# Task requirements:
In the entries below, find the line with "-29,9 +29,6 @@" and print exactly every line from there up to and including the line with "import org.apache.carbondata.core.metadata.SegmentFileStore;", with no other lines.

# Records for the task:
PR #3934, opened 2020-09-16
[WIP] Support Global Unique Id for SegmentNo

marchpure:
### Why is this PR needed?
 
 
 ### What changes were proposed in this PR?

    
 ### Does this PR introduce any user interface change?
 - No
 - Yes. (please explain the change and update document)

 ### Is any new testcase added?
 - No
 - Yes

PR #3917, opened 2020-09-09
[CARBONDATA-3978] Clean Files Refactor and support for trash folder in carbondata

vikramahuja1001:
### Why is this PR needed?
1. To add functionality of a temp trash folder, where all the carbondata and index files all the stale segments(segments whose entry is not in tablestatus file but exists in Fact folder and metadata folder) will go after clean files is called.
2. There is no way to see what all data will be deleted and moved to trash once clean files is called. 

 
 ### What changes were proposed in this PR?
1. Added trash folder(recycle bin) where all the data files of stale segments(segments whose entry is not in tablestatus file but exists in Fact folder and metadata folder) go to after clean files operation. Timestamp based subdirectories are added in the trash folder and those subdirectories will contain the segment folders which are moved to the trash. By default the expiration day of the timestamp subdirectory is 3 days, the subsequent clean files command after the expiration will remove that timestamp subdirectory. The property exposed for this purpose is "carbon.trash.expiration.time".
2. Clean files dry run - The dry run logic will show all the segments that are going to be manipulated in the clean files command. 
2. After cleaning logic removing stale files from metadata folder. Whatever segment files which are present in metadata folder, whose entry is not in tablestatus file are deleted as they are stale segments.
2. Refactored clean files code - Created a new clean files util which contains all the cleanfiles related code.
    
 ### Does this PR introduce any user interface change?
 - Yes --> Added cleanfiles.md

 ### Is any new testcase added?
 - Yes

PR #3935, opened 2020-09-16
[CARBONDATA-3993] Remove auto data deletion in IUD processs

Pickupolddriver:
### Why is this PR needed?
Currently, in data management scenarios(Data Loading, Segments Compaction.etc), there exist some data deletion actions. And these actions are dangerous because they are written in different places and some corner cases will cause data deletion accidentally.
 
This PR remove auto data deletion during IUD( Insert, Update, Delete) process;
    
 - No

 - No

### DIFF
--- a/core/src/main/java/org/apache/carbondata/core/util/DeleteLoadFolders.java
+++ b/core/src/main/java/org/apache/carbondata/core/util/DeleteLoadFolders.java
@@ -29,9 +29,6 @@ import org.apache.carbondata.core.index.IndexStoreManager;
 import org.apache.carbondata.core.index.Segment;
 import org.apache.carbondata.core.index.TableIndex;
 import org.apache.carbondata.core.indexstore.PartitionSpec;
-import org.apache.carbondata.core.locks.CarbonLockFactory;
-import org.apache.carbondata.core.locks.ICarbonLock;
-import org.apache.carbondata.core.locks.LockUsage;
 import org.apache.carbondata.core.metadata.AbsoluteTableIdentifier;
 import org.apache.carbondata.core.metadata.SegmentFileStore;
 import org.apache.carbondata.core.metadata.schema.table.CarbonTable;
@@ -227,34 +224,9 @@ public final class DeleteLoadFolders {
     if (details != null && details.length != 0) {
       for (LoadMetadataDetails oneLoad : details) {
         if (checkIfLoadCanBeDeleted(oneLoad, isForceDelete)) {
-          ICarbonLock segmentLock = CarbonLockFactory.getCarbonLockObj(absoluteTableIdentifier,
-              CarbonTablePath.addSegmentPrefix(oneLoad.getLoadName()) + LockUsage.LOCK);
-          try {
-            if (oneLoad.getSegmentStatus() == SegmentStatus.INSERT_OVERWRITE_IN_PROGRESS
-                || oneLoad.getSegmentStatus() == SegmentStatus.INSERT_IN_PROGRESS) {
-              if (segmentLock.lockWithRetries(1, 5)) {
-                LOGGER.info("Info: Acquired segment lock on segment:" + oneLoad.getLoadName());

--

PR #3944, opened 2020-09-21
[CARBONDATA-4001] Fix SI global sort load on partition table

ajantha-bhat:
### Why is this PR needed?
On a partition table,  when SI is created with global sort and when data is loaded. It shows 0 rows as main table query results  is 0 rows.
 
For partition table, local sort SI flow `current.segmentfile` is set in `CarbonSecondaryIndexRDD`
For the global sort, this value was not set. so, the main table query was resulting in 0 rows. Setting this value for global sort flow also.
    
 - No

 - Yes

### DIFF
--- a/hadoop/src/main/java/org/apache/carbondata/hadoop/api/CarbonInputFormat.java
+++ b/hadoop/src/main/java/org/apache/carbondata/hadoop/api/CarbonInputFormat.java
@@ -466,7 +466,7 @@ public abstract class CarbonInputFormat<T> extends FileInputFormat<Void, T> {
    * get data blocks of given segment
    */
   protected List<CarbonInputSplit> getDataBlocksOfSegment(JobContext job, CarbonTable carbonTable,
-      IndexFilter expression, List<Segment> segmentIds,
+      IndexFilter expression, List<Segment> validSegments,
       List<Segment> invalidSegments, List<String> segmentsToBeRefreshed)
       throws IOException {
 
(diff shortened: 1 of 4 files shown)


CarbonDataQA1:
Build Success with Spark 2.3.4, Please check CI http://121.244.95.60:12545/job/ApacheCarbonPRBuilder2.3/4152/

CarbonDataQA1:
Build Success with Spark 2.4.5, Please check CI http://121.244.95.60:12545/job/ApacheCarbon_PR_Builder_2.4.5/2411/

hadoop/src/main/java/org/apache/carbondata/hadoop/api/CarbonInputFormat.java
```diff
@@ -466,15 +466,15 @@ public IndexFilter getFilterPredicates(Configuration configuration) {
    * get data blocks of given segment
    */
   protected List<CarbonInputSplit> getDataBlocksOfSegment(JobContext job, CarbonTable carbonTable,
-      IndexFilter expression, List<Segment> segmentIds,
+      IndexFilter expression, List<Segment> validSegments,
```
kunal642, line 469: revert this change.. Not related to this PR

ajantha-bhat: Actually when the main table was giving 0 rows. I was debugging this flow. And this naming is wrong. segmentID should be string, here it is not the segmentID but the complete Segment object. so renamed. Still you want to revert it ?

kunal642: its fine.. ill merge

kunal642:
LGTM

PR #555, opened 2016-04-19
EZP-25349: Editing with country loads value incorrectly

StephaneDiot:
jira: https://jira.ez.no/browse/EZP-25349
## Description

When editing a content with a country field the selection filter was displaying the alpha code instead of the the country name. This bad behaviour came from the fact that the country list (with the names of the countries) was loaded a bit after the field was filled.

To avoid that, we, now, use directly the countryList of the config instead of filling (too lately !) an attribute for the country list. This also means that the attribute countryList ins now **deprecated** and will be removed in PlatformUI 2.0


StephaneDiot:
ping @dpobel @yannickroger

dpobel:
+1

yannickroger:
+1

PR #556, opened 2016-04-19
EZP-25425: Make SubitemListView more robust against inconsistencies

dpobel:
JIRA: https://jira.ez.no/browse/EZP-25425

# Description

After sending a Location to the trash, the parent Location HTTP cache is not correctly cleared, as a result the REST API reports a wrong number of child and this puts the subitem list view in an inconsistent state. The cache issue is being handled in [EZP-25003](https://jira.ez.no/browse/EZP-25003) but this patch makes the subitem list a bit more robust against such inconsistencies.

# Exercise solution:
@@ -29,9 +29,6 @@ import org.apache.carbondata.core.index.IndexStoreManager;
 import org.apache.carbondata.core.index.Segment;
 import org.apache.carbondata.core.index.TableIndex;
 import org.apache.carbondata.core.indexstore.PartitionSpec;
-import org.apache.carbondata.core.locks.CarbonLockFactory;
-import org.apache.carbondata.core.locks.ICarbonLock;
-import org.apache.carbondata.core.locks.LockUsage;
 import org.apache.carbondata.core.metadata.AbsoluteTableIdentifier;
 import org.apache.carbondata.core.metadata.SegmentFileStore;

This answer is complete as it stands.